1H solution NMR spectroscopic experiments were conducted using a Bruker’s spectrometer operating at proton frequency of 600.13 MHz equipped with a TXI probe. The sample temperatures were controlled at 300.0 K. All spectra were collected using a single pulse with a 30° pulse angle, 2.65 s acquisition time, 4 s recycle delay, and a sweep width of 20. ppm. The number of scans was 128, requiring ca. 15 min for each spectral collection.

1H HR-MAS SSNMR spectroscopic experiments were performed using a wide-bore Bruker spectrometer operating at proton frequency of 600.25 MHz equipped with a 4.0 mm 1 H/X/Y probe. The sample temperatures were controlled at 300.0 K and the samples were spun at 7 kHz. The spectra were collected using a pulse sequence with a 90° pulse angle, 1 s acquisition time, 4 s recycle delay, and a sweep width of 20.02 ppm. The solvent signal was suppressed by pre-saturation at the frequency of DMSO resonance. The number of scans for the experiments was set at 384, with total experimental time of ca. 32 min per sample.

Spectral analysis

TopSpin 3.2 software (Bruker Biospin GmbH, Rheinstetten, Germany) was applied to preprocess all NMR spectra that were collected using both solution NMR and SSNMR spectrometers. Spectra were phased and baseline corrected manually. After peak assignments, integration was applied to analyze the resonances of Sudan I.
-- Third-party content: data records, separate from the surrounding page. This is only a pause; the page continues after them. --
PR #862, opened 2022-11-20
NEXTGEN: Added timerRange module

ghost:


derech1e:
This should be an option in the actual timer module.

ghost:
> This should be an option in the actual timer module.

won't it be too complicated?

PR #1369, opened 2023-09-25
added color pickr setting

Ell1ott:
The color picker has two states: open and closed. This is done to ensure that the setting doesn't use too much space while it isn't being changed. It can be opened and closed by pressing on the color 
Open:
image
Closed:
image

You can also paste a hex code into the input field to change the color.


Ell1ott:
Bugs:
~~- It will not save the alpha of the color correctly. Seems to be a problem with the ColorSerializer~~ Fixed

Ell1ott:
I have added a color setting called ModuleColor. It changes the bg color of the modules, but it only updates when re-opening the clickgui. If anyone knows a clean way to make it update immediately please let me know.

1zun4:
Oh good. But what is the state of the PR?

Ell1ott:
The color setting itself works well, but I wasn't really happy with how you change the theme colors, you had to close, and open the ClickGUI to see the changed you've made, the colors didn't show in other GUIs than the ClickGUI and i couldn't find an overall clean solution. Maybe you have some ideas? You have worked a lot with the Ultralight system. I thought about adding some change listeners to the settings and run a js function when they change. Something in the lines of: `document.querySelector(':root').style.setProperty('--accent', '{it.toHex()}');`.

On the other side, I feel like the visual settings should be completely handled by the theme. This way theme creators could choose which settings are necessary for their theme and which are not, and even add their own like roundness and such. The downside to this approach is that the saving of the theme settings gets more complicated

1zun4:
> The color setting itself works well, but I wasn't really happy with how you change the theme colors, you had to close, and open the ClickGUI to see the changed you've made, the colors didn't show in other GUIs than the ClickGUI and i couldn't find an overall clean solution. Maybe you have some ideas? You have worked a lot with the Ultralight system. I thought about adding some change listeners to the settings and run a js function when they change. Something in the lines of: `document.querySelector(':root').style.setProperty('--accent', '{it.toHex()}');`

Yes, thank you. I think its ok to be merged then. For the existing issue I am not an expert when it comes to HTML/CSS stuff, but I will try my best. Maybe @SenkJu can help.

1zun4:
Ok something is not 100% correct.
image

xd

1zun4:
Ok no the issue is it was defined as `--accent-dimmed`, but it tries to use `text-dimmed`

Ell1ott:
Yea, there was still a small bug. Fixed with: #1431

Ell1ott:
And the bug that it only shows in one GUI.
image

Ell1ott:
> And the bug that it only shows in one GUI. image

Fixed by #1433

PR #1381, opened 2023-10-02
[ClickGUI.svelte]Removed unnecessary parts of the code and improved readability.

nercone-dev:
### Removed unnecessary parts of the code and improved readability.

This change was made using **ChatGPT**, so there may be mistakes.

It is difficult to set up a development environment (my PC is **old**) and I am not able to test it. (**sorry**)

**Please reject if it is incorrect or unnecessary.** (If you can write the reason, I would appreciate it if you could write the reason as well.)


1zun4:
The optimization seems to not change anything but remove hinting words. I therefore decline this, also if you do any changes, please test them before doing a PR. We cannot just take PRs from people that throw the Code into ChatGPT and expect any working results.

PR #1386, opened 2023-10-04
RaycastBlock fix

Ell1ott:
previously raycastBlock would only work on some blocks, like beds but not chests or dragon eggs

this fixes the chestAura module not working correctly.


src/main/kotlin/net/ccbluex/liquidbounce/utils/aiming/RotationFinding.kt
```diff
@@ -27,7 +27,7 @@ fun raytraceBlock(
             box.offset(offset),
             range,
             wallsRange,
-            visibilityPredicate = BlockVisibilityPredicate(pos),
```
Ell1ott, line 30: This isn't the optimal way of doing it, but it's at least better than before

PR #1392, opened 2023-10-08
NEXTGEN: Made InventoryConstraints utilizing modules have a more realistic inventory management process.

ghost:


ghost:
Cba with this, at least I know that the code works.

PR #1400, opened 2023-10-10
Fixed custom rotations not being allowed when using freeCam

Ell1ott:
Previously, when RotationManeger made a rotation whilst using freeCam it would only happen on the client, but not send it to the server. This way it would interact with blocks and entities that it didn't look at server side.


Ell1ott:
Thanks, that was quick

PR #1401, opened 2023-10-10
FreeCam improvements

Ell1ott:
When enabled, it will reset the rotation back to the display rotation.


Ell1ott:
No errors in your code? Don't worry, detect got you.

Ell1ott:
Now also fixes the renderCrosshair not working correctly and the crosshair block (the block you are currently interacting with if you would right/left click) changing when rotating

I have chosen to suppress detects `TooManyFunctions` rule because the functions are small, and it would just get more cluttered by extracting them to another file.

PR #1404, opened 2023-10-11
[LEGACY] Add RotationStrafe to multiple modules

gabrielvicenteYT:
I don't know if this works, doing it anyway.


ghost:
Closing this as these modules are all already getting recoded. Plus this is not the way to add support to these modules.

PR #1415, opened 2023-10-15
SwitchItem Noslow

Auza2008:
SwitchItem Noslow


1zun4:
Seems alright, but does any anti-cheat actually fall for this? Maybe, definitly something to try out.

PR #1418, opened 2023-10-16
[Legacy] JumpReset Velocity. Less likely to get banned than "Jump" mode.

Auza2008:


ghost:
You might wanna check if this gets you flagged on movement-sensitive anticheats. @RtxOP in his Scaffold Telly pull request (#1314) has put the jump call on the strafe event: https://github.com/RtxOP/LiquidBounce/blob/a73fca5d4889a2320232a0a1f9027e36b1846123/src/main/java/net/ccbluex/liquidbounce/features/module/modules/world/Scaffold.kt#L389 

Second of all. I'm pretty sure you have not tested the module because you are checking if the player is on ground EVERY tick. onUpdate is an event that gets called every tick, so technically you're auto-jumping. 

Reimplement it by using the strafe event to manage jumping, and the jumping should occur when the player has their hurt-time 9-10, whatever gets detected first. Now, I'm saying 9 or 10 because in the onUpdate event the player's hurt-time is 9 always when attacked (and then obviously goes down), so maybe in the strafe event this might be different.

Cosmic-SC:
> You might wanna check if this gets you flagged on movement-sensitive anticheats. @RtxOP in his Scaffold Telly pull request (#1314) has put the jump call on the strafe event: https://github.com/RtxOP/LiquidBounce/blob/a73fca5d4889a2320232a0a1f9027e36b1846123/src/main/java/net/ccbluex/liquidbounce/features/module/modules/world/Scaffold.kt#L389
> 
> Second of all. I'm pretty sure you have not tested the module because you are checking if the player is on ground EVERY tick. onUpdate is an event that gets called every tick, so technically you're auto-jumping.
>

The recovery of Sudan I from paprika powder for solution NMR analysis was evaluated by comparing the spectral features of the extracts from contaminated paprika powder samples with the standard Sudan I solution at the same concentration. Assessment of recovery was not required for SSNMR analysis because no sample pretreatment was involved to cause the loss of target chemical. The relative standard deviation (RSD) was calculated based upon Equation S1 to evaluate the repeatability of the experimental design. Linear regression models correlating Sudan I concentrations and the integrals of the peak were constructed using Microsoft Excel 2010 (Redmond, WA) and the linearity was represented by the coefficient of determination (R2). The concentrations of the unknown samples were calculated using the established linear regression models, and the accuracy was evaluated using Equation S2. The limit of detection (LOD) and limit of quantification (LOQ) were determined as three times the standard deviation of noise and 10 times the standard deviation of noise28, respectively.

Data availability

The datasets generated during and analyzed during the current study are available from the corresponding author on reasonable request.

Conclusion

Both the solution NMR and SSNMR spectroscopies can be used to rapidly and accurately quantify Sudan I in paprika powder. The average accuracy for the quantification of Sudan I in unknown samples using solution NMR spectroscopy was 98%, while the accuracy of SSNMR spectroscopy was 105%. Based upon the weight of paprika powder, the LOD and LOQ were 6.7 and 22.5 mg kg−1 for solution NMR spectroscopy, and 128.6 and 313.7 mg kg−1 for SSNMR spectroscopy. The LOD and LOQ were 5.5 and 18.1 nmol for solution NMR spectroscopy and 5.2 and 17.3 nmol for SSNMR spectroscopy, if calculated based upon the mole number of Sudan I in NMR spectrometers. LOD, LOQ, and accuracy can be further improved by increasing either the weight of paprika powder or number of scans. The overall analysis time was 35 min and 32 min, respectively, reducing half of the analysis time required by traditional analyses. As a fingerprinting technique, NMR could identify any exotic chemicals in foods to reveal novel types of adulteration, and thus assure the integrity and safety of food system.